👋 to the 100+ new readers who joined since our last post. We’re back with part 2 in our series on LLMs for healthcare, a deep dive into use cases. Heads up, this one’s a longread.
2 trillion gigabytes of healthcare data are generated every year — the majority of which are unstructured.
Structured data are usable. You can store it in a database, load it into Excel, analyze it, generate charts, and share it easily.
Unstructured data — diagnostic reports, physicians’ notes, voice memos, and transcripts — are not so easy.
Historically, the best way to get information out of documents was to pay people to organize it (read: copy and paste it into Excel).
Old-school NLP systems could help somewhat. For example, you could train a model to tag words (“acetaminophen” → “Drug” and “cancer” → “Disease”). But medical terms have lots of synonyms (“acetaminophen” == “Tylenol” == “paracetamol”), so you’d still need to map tags to ontologies so the data can be searched or analyzed.
For these reasons, NLP had modest uptake in healthcare, until recently.

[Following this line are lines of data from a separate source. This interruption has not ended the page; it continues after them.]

PR #3354, opened 2023-01-19
style: simplify NeverNullMatcher

vlsi:
This is PR makes the code smaller and easier to understand.

By the way, can you clarify why do you use `invoke` methods on `companion object` instead of a regular constructor?


sksamuel:
> By the way, can you clarify why do you use `invoke` methods on `companion object` instead of a regular constructor?

Do you have a specific example ?

vlsi:
> Do you have a specific example ?


For instance, MatcherResult objects are created via invoke calls rather than constructor calls

sksamuel:
It might have just been habit, I don't think there was any particular reason behind it.

sksamuel (approved):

In the new age of language modeling, healthcare records and documentation are vastly more usable and useful. Let’s dig into how:
LLMs are expert data labelers and coders
Models trained to label text using medical ontologies can transform documents into structured tables — faster than people can and with higher accuracy than old-school NLP or regex.

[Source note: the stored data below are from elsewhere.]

PR #3358, opened 2023-01-25
Support binding properties to specific Arbs when doing reflective binding

Kantis:
Adds the method: 
```kotlin
inline fun <reified T : Any> Arb.Companion.bind(builder: ProvidedArbsBuilder.() -> Unit): Arb<T>
```

Which lets us construct reflective arbs while providing arbs to be used for various classes **and properties**. Previously this capability existed but one could only provide a default arb per class. This becomes inconvenient for commonly used types like `Int`, `String`, etc.

The new method proposes a builder syntax, like:

```kotlin
   "Bind using properties" {

      data class Person(val id: Int, val name: String)
      data class Family(val name: String, val persons: List<Person>)

      checkAll(Arb.bind<Family> {
         // Create a binding for the `name` property on Family to always 
         // generate a String prefixed with Flanders 
         bind(Family::name to Arb.string().map { s -> "Flanders-$s" })
     
         // Bind the `id` property of `Person` to generate positive ints
         bind(Person::id to Arb.positiveInt())
  
         // Binding using class is also still possible. 
         // Included for completeness but completely useless for the test.
         bind(Double::class to Arb.double())
      }) { family ->
         family.name.shouldStartWith("Flanders-")
         family.persons.forAll {
            it.name.shouldNotStartWith("Flanders-")
            it.id shouldBeGreaterThan 0
         }
      }

   }
```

One of the first models we built was designed to find key terms in text and automatically map them to 20+ clinical ontologies in a few seconds. Given any medical document, it finds every medical condition, therapy, biomarker, and more. Our goal was to demonstrate that healthcare documentation could be richly annotated using LLMs better and faster than before.
Data recovered from unstructured text can improve our understanding of patients. Last year, researchers from MGH & the Broad Institute published a study where they used a BERT-based model trained on discharge summaries to recover 31% of missing patient data (height, weight, systolic, and diastolic blood pressure), resulting in a less biased dataset for analyzing patient outcomes.

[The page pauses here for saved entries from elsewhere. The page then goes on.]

PR #3369, opened 2023-02-02
Trying to remedy flaky test

Kantis:


sksamuel (approved):

kotest-tests/kotest-tests-test-parallelism/src/jvmTest/kotlin/com/sksamuel/kotest/parallelism/Test1.kt
```diff
@@ -1,11 +1,35 @@
 package com.sksamuel.kotest.parallelism
 
+import com.sksamuel.kotest.parallelism.ProjectConfig.parallelism
 import io.kotest.core.spec.style.FunSpec
+import kotlinx.coroutines.sync.Semaphore
 
 class Test1 : FunSpec({
-   repeat(10) { k ->
+   threads = parallelism
```
Kantis: Should this be required? I noticed that w/o setting it, I'd just get 5-6 concurrent threads. 

The docs [here](https://kotest.io/docs/framework/project-config.html#parallelism) suggests that parallelism is used to run _specs_ in parallel, not tests?

Kantis: If I change the test to create 10 specs and attempt to run them in parallel, w/o affinity, then it keeps failing as well. Since we create 10 single-threaded dispatchers [here](https://github.com/kotest/kotest/blob/master/kotest-framework/kotest-framework-engine/src/jvmMain/kotlin/io/kotest/engine/concurrency/FixedThreadCoroutineDispatcherFactory.kt), instantiated from [here](https://github.com/kotest/kotest/blob/master/kotest-framework/kotest-framework-engine/src/jvmMain/kotlin/io/kotest/engine/concurrency/DefaultCoroutineDispatcherFactory.kt#L7), and we're selecting a dispatcher at random out of these 10 for each of the 10 specs, we'll obviously get some collisions where two specs attempt to use the same dispatcher

Kantis: @sksamuel would appreciate your input here 🙏🏼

Data labeling LLMs can assist with medical coding. Here’s a demo where a ScienceIO LLM turns the transcript of a physician's note into a list of medical codes:
Considerations:
Medical ontologies are often repetitive or redundant, especially in newer fields like precision medicine (UMLS has hundreds of entities related to a single gene). To build a reliable coding system, you need experts to curate what you want your model to train on and therefore produce.
Codes change frequently, particularly in billing, and thus the model must be re-trained or fine-tuned to keep pace.
If you want to use generative models for coding, know that they can “hallucinate”, or create fake codes that look real; Encoder models are more accurate and reliable but are harder to adapt to new codes than generative models.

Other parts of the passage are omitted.